If a line in the data below holds the word "heads", include it in the count. Give only the final number.
Available data: Begin
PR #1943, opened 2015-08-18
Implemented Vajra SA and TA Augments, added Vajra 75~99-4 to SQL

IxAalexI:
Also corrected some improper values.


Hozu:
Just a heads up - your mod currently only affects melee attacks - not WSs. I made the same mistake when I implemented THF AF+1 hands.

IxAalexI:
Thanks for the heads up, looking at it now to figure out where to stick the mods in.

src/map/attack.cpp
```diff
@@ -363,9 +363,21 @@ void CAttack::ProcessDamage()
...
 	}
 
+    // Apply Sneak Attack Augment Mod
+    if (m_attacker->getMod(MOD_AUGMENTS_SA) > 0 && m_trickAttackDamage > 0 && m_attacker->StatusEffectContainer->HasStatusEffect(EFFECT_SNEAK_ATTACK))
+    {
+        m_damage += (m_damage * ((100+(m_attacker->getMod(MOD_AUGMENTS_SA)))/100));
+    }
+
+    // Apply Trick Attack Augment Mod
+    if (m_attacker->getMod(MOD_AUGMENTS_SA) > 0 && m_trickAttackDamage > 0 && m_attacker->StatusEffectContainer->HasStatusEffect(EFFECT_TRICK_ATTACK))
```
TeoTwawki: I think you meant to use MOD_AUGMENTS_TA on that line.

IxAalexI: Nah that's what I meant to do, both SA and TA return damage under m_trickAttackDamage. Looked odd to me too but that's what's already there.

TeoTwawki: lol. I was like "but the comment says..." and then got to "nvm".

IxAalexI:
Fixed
Available data: End
Available data: Begin
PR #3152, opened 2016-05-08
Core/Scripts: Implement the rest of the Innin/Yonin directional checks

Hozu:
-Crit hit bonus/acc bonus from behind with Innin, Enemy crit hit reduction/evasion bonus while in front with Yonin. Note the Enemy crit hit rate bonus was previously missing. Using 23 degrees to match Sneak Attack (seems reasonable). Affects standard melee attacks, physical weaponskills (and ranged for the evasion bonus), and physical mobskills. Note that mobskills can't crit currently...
Available data: End
§ Task solution
2